INPUT DATA

Issue #1773, opened 2022-09-21
[Meta] Add pages about resources & resource detection to concept & languages


svrnm:
Add a new page to “concepts“ that talks about resources & detection in a general way 

If available&applicable, add a page about resources & resource detection for each language, similar to [this one](https://opentelemetry.io/docs/instrumentation/js/resources/):

* What resources are detected automatically?
* Adding resources via OTEL_RESOURCE_ATTRIBUTES
* Adding resources in code
* Adding a (non default) resource detector (e.g. container)

**TODO**:
- [ ] Concept 
- [ ] C++
- [x] .NET
- [x] Erlang/Elixir
- [x] Go
- [x] Java
- [x] [JavaScript](https://opentelemetry.io/docs/instrumentation/js/resources/)
- [x] PHP
- [ ] Python
- [ ] Ruby
- [ ] Rust
- [ ] Swift

Note, I added all languages to get started, if this is not applicable for some of them, we can remove them.

svrnm:
Added also that we need a page that talks about the concept of resources and how they are detected

svrnm:
> Wonder if we could pin this one and simlar, @svrnm

I list them here: https://github.com/open-telemetry/opentelemetry.io/issues/3686, but we can also pin some of them directly

PR #1795, opened 2022-10-02
Add resources doc for .NET

cartermp:
Contributes to https://github.com/open-telemetry/opentelemetry.io/issues/1773

Similar to the JS one, but with some notable changes:

* No process detection section (can add later if there's a good way to do it)
* Code sample is different, as there is no semantic attributes package for .NET yet
* Elided adding docker resources, but could add later if there's a package for that

### DIFF
--- a/content/en/docs/instrumentation/net/resources.md
+++ b/content/en/docs/instrumentation/net/resources.md
@@ -128,8 +128,8 @@ Resource associated with Activity:
     os.version: 21.6.0
 ```
 
-**Note**: If you set your resource attributes via environment variable and code,
-any values set via the environment variable take precedence.
+**Note**: If you set resource attributes with both environment variables and
+code, the values in code take precedence.
 
 ## Next steps
 
--- a/content/en/docs/instrumentation/net/resources.md
+++ b/content/en/docs/instrumentation/net/resources.md
@@ -23,7 +23,7 @@ Follow the instructions in the [Getting Started][], so that you have a running
 
 You can use the `OTEL_RESOURCE_ATTRIBUTES` environment variable to inject
 resources into your application. The .NET SDK will automatically detect these
-resrouces.
+resources.
 
 The following example adds [Service][], [Host][] and [OS][] resource attributes
 via environment variables, running unix programs like `uname` to generate the
--- a/content/en/docs/instrumentation/net/resources.md
+++ b/content/en/docs/instrumentation/net/resources.md
@@ -14,9 +14,6 @@ investigate interesting behavior. For example, if your trace or metrics data
 indicate latency in your system, you can narrow it down to a specific container,
 pod, or kubernetes deployment.
 
-Below you will find some introductions on how to setup resource detection with
-the Node.JS SDK.
-
 ## Setup
 
 Follow the instructions in the [Getting Started][], so that you have a running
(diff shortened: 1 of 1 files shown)


pellared (approved):
Just left a comment regarding more options on how to set `service.name` as it is the only required resource attribute.

content/en/docs/instrumentation/net/resources.md
```diff
@@ -0,0 +1,148 @@
...
+
+using var tracerProvider = Sdk.CreateTracerProviderBuilder()
+    .AddSource(sourceName)
+    .SetResourceBuilder(resourceBuilder)
+    .AddConsoleExporter()
+    .Build();
+
+var MyActivitySource = new ActivitySource(sourceName);
+
+using var activity = MyActivitySource.StartActivity("SayHello");
```
Kielek, line 93: I think that we should promote API where the Kind is specified. It is based on a bug we have had in AutoInstrumentation for .NET.

```suggestion
using var activity = MyActivitySource.StartActivity("SayHello", ActivityKind.Internal);
```

svrnm:
> Elided adding docker resources, but could add later if there's a package for that

@swetharavichandrancisco created an extension for that: https://github.com/open-telemetry/opentelemetry-dotnet-contrib/tree/main/src/OpenTelemetry.Extensions.Docker -- does it have all we need?

content/en/docs/instrumentation/net/resources.md
cartermp: Hmmm. Is this not the default though? So long as it's possible to specify a different kind of `ActivityKind` via .NET APIs then I'm not sure I'd agree with having this overload (specifying something that's a default) for every call to `StartActivity` in the docs.

content/en/docs/instrumentation/net/resources.md
```diff
@@ -0,0 +1,148 @@
...
+## Setup
+
+Follow the instructions in the [Getting Started][], so that you have a running
+.NET app exporting data to the console.
+
+## Adding resources with environment variables
+
+You can use the `OTEL_RESOURCE_ATTRIBUTES` environment variable to inject
+resources into your application. The .NET SDK will automatically detect these
+resrouces.
```
cijothomas, line 26:
```suggestion
resources.
```

content/en/docs/instrumentation/net/resources.md
cijothomas: Internal is the default, so no need of explcitily specifying it.

content/en/docs/instrumentation/net/resources.md
```diff
@@ -0,0 +1,148 @@
...
+    service.version: 1.0
+    service.instance.id: 28976A1C-BF02-43CA-BAE0-6E0564431462
+    host.name: pcarter
+    host.type: arm64
+    os.name: Darwin
+    os.version: 21.6.0
+```
+
+**Note**: If you set your resource attributes via environment variable and code,
+any values set via the environment variable take precedence.
```
cijothomas, line 132: i do not think this is true.

cartermp: I see, yes, it is actually the inverse. Fixing!

content/en/docs/instrumentation/net/resources.md
```diff
@@ -0,0 +1,148 @@
...
+pod, or kubernetes deployment.
+
+## Setup
+
+Follow the instructions in the [Getting Started][], so that you have a running
+.NET app exporting data to the console.
+
+## Adding resources with environment variables
+
+You can use the `OTEL_RESOURCE_ATTRIBUTES` environment variable to inject
```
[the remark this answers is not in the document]
cartermp: I filed https://github.com/open-telemetry/opentelemetry.io/issues/1830 for this -- for now I'll keep this since it's also in the JS doc, and we can address these uniformly.

cartermp:
@pellared @cijothomas PTAL! Should be all addressed.

svrnm:
@cartermp, thoughts on adding a section for docker container id with https://github.com/open-telemetry/opentelemetry-dotnet-contrib/tree/main/src/OpenTelemetry.Extensions.Docker ? We can do this as a follow up.

svrnm (approved):

pellared (approved):
👍

content/en/docs/instrumentation/net/resources.md
```diff
@@ -0,0 +1,148 @@
...
+using System.Collections.Generic;
+
+using OpenTelemetry;
+using OpenTelemetry.Trace;
+using OpenTelemetry.Resources;
+
+var resourceBuilder =
+    ResourceBuilder
+        .CreateDefault()
+        .AddAttributes(new Dictionary<string, object>
```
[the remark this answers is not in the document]
svrnm: then let's have a followup issue!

EXERCISE GOAL
What lines in the records contain the word "application"? Return each one.

WRITTEN REPLY
 resources into your application. The .NET SDK will automatically detect these
+resources into your application. The .NET SDK will automatically detect these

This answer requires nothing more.